Internet-Draft | Web Packaging | July 2024 |
Yasskin | Expires 30 January 2025 | [Page] |
Web Packages provide a way to bundle up groups of web resources to transmit them together. These bundles can be signed to establish their authenticity.¶
This note is to be removed before publishing as an RFC.¶
Discussion of this document takes place on the WPACK Working Group mailing list (wpack@ietf.org), which is archived at https://mailarchive.ietf.org/arch/browse/wpack/.¶
Source for this draft and an issue tracker can be found at https://github.com/WICG/webpackage.¶
This Internet-Draft is submitted in full conformance with the provisions of BCP 78 and BCP 79.¶
Internet-Drafts are working documents of the Internet Engineering Task Force (IETF). Note that other groups may also distribute working documents as Internet-Drafts. The list of current Internet-Drafts is at https://datatracker.ietf.org/drafts/current/.¶
Internet-Drafts are draft documents valid for a maximum of six months and may be updated, replaced, or obsoleted by other documents at any time. It is inappropriate to use Internet-Drafts as reference material or to cite them other than as "work in progress."¶
This Internet-Draft will expire on 30 January 2025.¶
Copyright (c) 2024 IETF Trust and the persons identified as the document authors. All rights reserved.¶
This document is subject to BCP 78 and the IETF Trust's Legal Provisions Relating to IETF Documents (https://trustee.ietf.org/license-info) in effect on the date of publication of this document. Please review these documents carefully, as they describe your rights and restrictions with respect to this document. Code Components extracted from this document must include Revised BSD License text as described in Section 4.e of the Trust Legal Provisions and are provided without warranty as described in the Revised BSD License.¶
People would like to use content offline and in other situations where there isn’t a direct connection to the server where the content originates. However, it's difficult to distribute and verify the authenticity of applications and content without a connection to the network.
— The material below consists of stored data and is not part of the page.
PR #4559, opened 2026-04-28
Chore/4529 protect slugs trigger

dleard:
Adds a trigger to the tables that have a "slug" column to ensure those fields do not change.
There was some _registration_ data (Activity) updated in a recent _reporting_ migration to fix the slugs, so I had to create a dependency on that migration and update it to ignore the trigger.
This means that the check-immutable-migrations CI check will fail until this gets into main.


Sepehr-Sobhani (approved):
🥇

PR #4561, opened 2026-04-28
chore: release v5.9.0

gdalcengio:


andrea-williams (changes requested):
something's gone wrong - there's 2 migration files for v5.9 for each of the directories. Could you please delete the second one for each?

PR #4573, opened 2026-04-29
fix error message handling for validation errors

Sepehr-Sobhani:
## Summary

- `generate_useful_error` in `registration/utils.py` raised `AttributeError: 'ValidationError' object has no attribute 'error_dict'` when a Django `ValidationError` was constructed with a plain string or list instead of a dictionary. Only dict-form `ValidationError`s have `message_dict`; string/list forms do not.
- Fixed by guarding with `hasattr(error, 'message_dict')` and adding an `else` branch that falls back to `error.messages`, which is always available regardless of how the error was raised.
- Refactored the function using early returns to flatten nested `if` blocks, reducing Cognitive Complexity from 17 to 15.

### DIFF
--- a/bc_obps/registration/tests/test_utils.py
+++ b/bc_obps/registration/tests/test_utils.py
@@ -123,6 +123,16 @@ class TestGenerateUsefulError:
         expected_error = "Field1: Error message 1 for field1"
         assert useful_error == expected_error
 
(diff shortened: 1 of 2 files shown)


pbastia (approved):
Thank you so much!

PR #1427, opened 2017-02-28
Show correct curve number in gl2d hover data

etpinard:
Currently, the `curveNumber` field in the gl2d hover data corresponds to the index in `fullData` after `visible: false` are filtered out. That is, `curveNumber` does not match the index in the user data array - as it should and does for all other subplot types. This PR fixes this.


alexcjohnson:
Easy enough 💃

PR #1431, opened 2017-03-01
Axes ref cleanup

etpinard:
No more `ax_gd` !!!


src/plots/cartesian/layout_defaults.js
```diff
@@ -115,18 +115,34 @@ module.exports = function supplyLayoutDefaults(layoutIn, layoutOut, fullData) {
...
     var bgColor = Color.combine(plot_bgcolor, layoutOut.paper_bgcolor);
 
-    var axLayoutIn, axLayoutOut;
+    var axName, axLayoutIn, axLayoutOut;
 
     function coerce(attr, dflt) {
         return Lib.coerce(axLayoutIn, axLayoutOut, layoutAttributes, attr, dflt);
     }
 
-    axesList.forEach(function(axName) {
```
etpinard: as promised in https://github.com/plotly/plotly.js/pull/1261#discussion_r96523260

src/plots/plots.js
```diff
@@ -491,12 +491,10 @@ plots.supplyDefaults = function(gd) {
     // TODO may return a promise
     plots.doAutoMargin(gd);
 
-    // can't quite figure out how to get rid of this... each axis needs
-    // a reference back to the DOM object for just a few purposes
+    // set scale after auto margin routine
     var axList = Plotly.Axes.list(gd);
     for(i = 0; i < axList.length; i++) {
         var ax = axList[i];
-        ax._gd = gd;
```
etpinard: @alexcjohnson this commit is very important.

First, no need to keep `ax_gd` in-sync anymore!

src/plots/cartesian/set_convert.js
```diff
@@ -61,7 +61,8 @@ function num(v) {
  * also clears the autorange bounds ._min and ._max
  * and the autotick constraints ._minDtick, ._forceTick0
  */
-module.exports = function setConvert(ax) {
+module.exports = function setConvert(ax, fullLayout) {
+    fullLayout = fullLayout || {};
```
etpinard: Second, make `setConvert` take in `fullLayout`

src/plots/cartesian/set_convert.js
```diff
@@ -319,7 +320,7 @@ module.exports = function setConvert(ax) {
 
     // set scaling to pixels
     ax.setScale = function(usePrivateRange) {
-        var gs = ax._gd._fullLayout._size,
+        var gs = fullLayout._size,
```
etpinard: ... so that `setScale` can look into `_size`.

src/plots/cartesian/set_convert.js
```diff
@@ -360,7 +361,6 @@ module.exports = function setConvert(ax) {
             Lib.notifier(
                 'Something went wrong with axis scaling',
                 'long');
-            ax._gd._replotting = false;
             throw new Error('axis scaling');
```
etpinard: :hocho: `ax._gd._replotting = false;` on axis scaling errors. Isn't that error throw enough?

src/plots/cartesian/set_convert.js
```diff
@@ -417,6 +417,10 @@ module.exports = function setConvert(ax) {
     ax._min = [];
     ax._max = [];
 
+    // copy ref to fullLayout.separators so that
+    // methods in Axes can use it w/o having to pass fullLayout
+    ax.separators = fullLayout.separators;
```
etpinard: **Important:** link `fullLayout.separators` to full axis object, so that `Axes` method can use it without having to know anything about `fullLayout`.

src/plots/cartesian/layout_defaults.js
```diff
@@ -164,13 +169,7 @@ module.exports = function supplyLayoutDefaults(layoutIn, layoutOut, fullData) {
...
         handlePositionDefaults(axLayoutIn, axLayoutOut, coerce, positioningOptions);
 
-        layoutOut[axName] = axLayoutOut;
-
-        // so we don't have to repeat autotype unnecessarily,
-        // copy an autotype back to layoutIn
-        if(!layoutIn[axName] && axLayoutIn.type !== '-') {
-            layoutIn[axName] = {type: axLayoutIn.type};
-        }
+        axLayoutOut._input = axLayoutIn;
```
etpinard: This is essentially the new `ax_gd`. This pattern is similar to other components that require a ref to the user container to mutate it on interaction (e.g. updatemenus and sliders). Moreover, IMHO this pattern is a lot better than having to keep the full `gd` in-sync.

src/plots/cartesian/axes.js
```diff
@@ -328,14 +328,10 @@ axes.doAutoRange = function(ax) {
...
 
-        if(!axIn) ax._gd.layout[ax._name] = axIn = {};
-
-        if(axIn !== ax) {
-            axIn.range = ax.range.slice();
-            axIn.autorange = ax.autorange;
-        }
+        var axIn = ax._input;
+        axIn.range = ax.range.slice();
+        axIn.autorange = ax.autorange;
```
etpinard: Now, `doAutorange` write in `ax._input` instead of having dig in `_gd.layout ...` :tada:

src/plots/cartesian/axes.js
```diff
@@ -1137,7 +1133,7 @@ axes.tickText = function(ax, x, hover) {
 };
 
 function tickTextObj(ax, x, text) {
-    var tf = ax.tickfont || ax._gd._fullLayout.font;
+    var tf = ax.tickfont || {};
```
etpinard: Oh. I need to double-check this. 

Removing the `|| {}` should do the trick - as axis `tickfont` already default to layout `font`, but removing `|| {}` makes the [`fonts.json`](https://github.com/plotly/plotly.js/blob/master/test/image/mocks/fonts.json) mock fail. Not sure why.

src/plots/cartesian/layout_defaults.js
alexcjohnson: There are still [two](https://github.com/plotly/plotly.js/pull/1431/files#diff-1602f9e66d27cf60c7469f31f03b8053R127) [maps](https://github.com/plotly/plotly.js/pull/1431/files#diff-1602f9e66d27cf60c7469f31f03b8053R136) and a [filter](https://github.com/plotly/plotly.js/pull/1431/files#diff-1602f9e66d27cf60c7469f31f03b8053R133) 🐎

src/plots/cartesian/set_convert.js
alexcjohnson: If we think the error is fatal to the plot then yes, it's enough. But if there would be a use case for catching the error and continuing, then the plot will be in an odd state without resetting `gd._replotting`. I suppose at the very least we can move it to `fullLayout` but we should really figure out a better solution than the fragile `_replotting` flag to prevent infinite recursion.

src/plots/cartesian/set_convert.js
alexcjohnson: shall we call it `_separators` to distinguish it from regular settings managed by `supplyDefaults`? That actually adds overhead (as `relinkPrivateKeys` will look at it) but it does seem to be the pattern we've been using.

src/plots/gl3d/scene.js
```diff
@@ -708,4 +705,11 @@ proto.toImage = function(format) {
     return dataURL;
 };
 
+proto.setConvert = function() {
+    for(var i = 0; i < 3; ++i) {
+        var ax = this.fullSceneLayout[axisProperties[i]];
+        Axes.setConvert(ax, this.fullLayout);
+    }
+};
```
alexcjohnson: Nice simplification! Why don't we need the [`containerOut.setScale = Lib.noop;`](https://github.com/plotly/plotly.js/pull/1431/files#diff-dd23546f2ee4a55150cd584d026e1c93L18) line anymore?

test/jasmine/karma.conf.js
```diff
@@ -35,6 +35,14 @@ function func(config) {
     //     See CONTRIBUTING.md for additional notes on reporting.
     func.defaultConfig.logLevel = config.LOG_INFO;
 
+    // without this, console logs in the plotly.js code don't print to
+    // the terminal since karma v1.5.0
+    //
+    // See https://github.com/karma-runner/karma/commit/89a7a1c#commitcomment-21009216
+    func.defaultConfig.browserConsoleLogOptions = {
+        level: 'log'
+    };
```
alexcjohnson: Oh awesome - that'll be super helpful.

src/plots/cartesian/set_convert.js
etpinard: Good call here. I was thinking maybe down the road we would add per-axis separators, making this line obsolete (by supply defaults logic). But no, you're right,  non-underscore keys in containers should match input attributes.

src/plots/cartesian/set_convert.js
etpinard: Sounds good. I'll try to cook up a test case for this edge case. Any help would be appreciated ;)

src/plots/gl3d/scene.js
etpinard: Not anymore. :hocho:

etpinard: To be more precise, 3d doesn't use any of the _m and friends fields that setScale computes at the moment. So setting setScale to a noop might be a minor :racehorse: boost. But, for 3d annotations, I'm planning on using / mocking those scale fields. To be continued.

src/plots/cartesian/layout_defaults.js
etpinard: done in https://github.com/plotly/plotly.js/pull/1431/commits/5eb62027c58fdcde38d732ba01368849d885a4d3

src/plots/cartesian/set_convert.js
etpinard: done in https://github.com/plotly/plotly.js/pull/1431/commits/6e25640adeac74d6cc7ec9847a5a74a8daff40a9

src/plots/cartesian/set_convert.js
etpinard: done in 96125490b513498b4eec7a7efd9231e54eb09535

alexcjohnson:
Thanks for the changes. I guess you're still sorting something out re: [fonts](https://github.com/plotly/plotly.js/pull/1431#discussion_r103795795) but I'm ready to 💃

src/plots/cartesian/axes.js
etpinard: After investigation, I'll keep the `|| {}`, if ok.

Whenever `ax.showticklabels: false`, [`ax.tickfont`](https://github.com/plotly/plotly.js/blob/954da8a806f814798cf6cbffa30087f9ca1d43d2/src/plots/cartesian/tick_label_defaults.js#L28-L38) isn't coerced and isn't defined here.

We could make sure that `tickTextObj` isn't called when `ax.showticklabels: false`, but this requires adding a few early returns in axes.js, 3d and gl2d convert routines which I believe isn't worth it.

alexcjohnson: 👍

The W3C has addressed running applications offline with Service Workers ([ServiceWorkers]), but not the problem of distribution.¶
We've started work on this problem in https://github.com/WICG/webpackage, but we suspect that the IETF may be the right place to standardize the overall format. More details can be found in that repository.¶
Publishers and readers should be able to generate a package once, and have it usable by all browsers.¶
The key words "MUST", "MUST NOT", "REQUIRED", "SHALL", "SHALL NOT", "SHOULD", "SHOULD NOT", "RECOMMENDED", "NOT RECOMMENDED", "MAY", and "OPTIONAL" in this document are to be interpreted as described in BCP 14 [RFC2119] [RFC8174] when, and only when, they appear in all capitals, as shown here.¶
This specification defines how conformant web package parsers convert a sequence of bytes into the semantics of a web package. It does not constrain how web package encoders produce such a package: although there are some guidelines in Section 3, encoders MAY produce any sequence of bytes that a conformant parser would parse into the intended semantics.¶
In places, this specification says the parser "MAY return" some data. This indicates that the described data is complete enough that later parsing failures do not need to discard it.¶
In places, this specification says the parser "MUST fail". The parser MAY report these failures to its caller in any way, but MUST NOT return any data it has parsed so far that wasn't mentioned in a "MAY return" statement.¶
This specification creates local variables with the phrase "Let variable-name be ...". Use of a variable before it's created is a defect in this specification.¶
The package is roughly a CBOR item with the following CDDL schema, but package parsers are required to successfully parse some byte strings that aren't valid CBOR. For example, sections may have padding between them, or even overlap, as long as the embedded relative offsets cause the parsing algorithm in this specification to return data.¶
webpackage = [ ; 🌐📦 in UTF-8. magic1: h'F0 9F 8C 90 F0 9F 93 A6', section-offsets: { * (($section-name .within tstr) => uint) }, sections: [ *$section ], length: uint, ; Total number of bytes in the package. ; 🌐📦 in UTF-8. magic2: h'F0 9F 8C 90 F0 9F 93 A6', ] $section-name /= "indexed-content" / "manifest" $section /= indexed-content / signed-manifest indexed-content = [index, [*response]]¶
The parser MAY begin parsing at either the beginning (Section 2.2.2) or end (Section 2.2.1) of the byte string representing the package. Parsing from the end is useful when the package is embedded in another format such as a self-extracting executable, while parsing from the beginning is useful when loading from a stream.¶
To parse from the end, the parser MUST load the last 18 bytes as the following [CDDL] group in array context: CDDL doesn't actually define how to use it as a schema to load CBOR data.jyasskin¶
tail = ( ; Total number of bytes in the package. length: uint, ; 🌐📦 in UTF-8. magic2: h'F0 9F 8C 90 F0 9F 93 A6', )¶
If the bytes don't match this group or these two CBOR items don't occupy exactly 18 bytes, parsing MUST fail.¶
Otherwise, continue as if the byte length
bytes before the end of the string
were the beginning of the package, and the parser were
a from the beginning (Section 2.2.2) parser.¶
If the first 10 bytes of the package are not "85 48 F0 9F 8C 90 F0 9F 93 A6" (the CBOR encoding of the 5-item array header and 8-byte bytestring header, followed by 🌐📦 in UTF-8), parsing MUST fail.¶
Parse one CBOR item starting at the 11th byte of the package. If this does not match the CDDL¶
section-offsets = { * tstr => uint },¶
or it is not a Canonical CBOR item (Section 3.9 of [CBOR]), parsing MUST fail.¶
Let sections-start be the offset of the byte after the section-offsets
item.
For example, if section-offsets
were 52 bytes long, sections-start would be
63.¶
This specification defines two section names: "indexed-content" and "manifest".¶
If section-offsets
["indexed-content"] is not present, parsing MUST fail.¶
The parser MUST ignore unknown keys in the section-offsets
map because new
sections may be defined in future specifications.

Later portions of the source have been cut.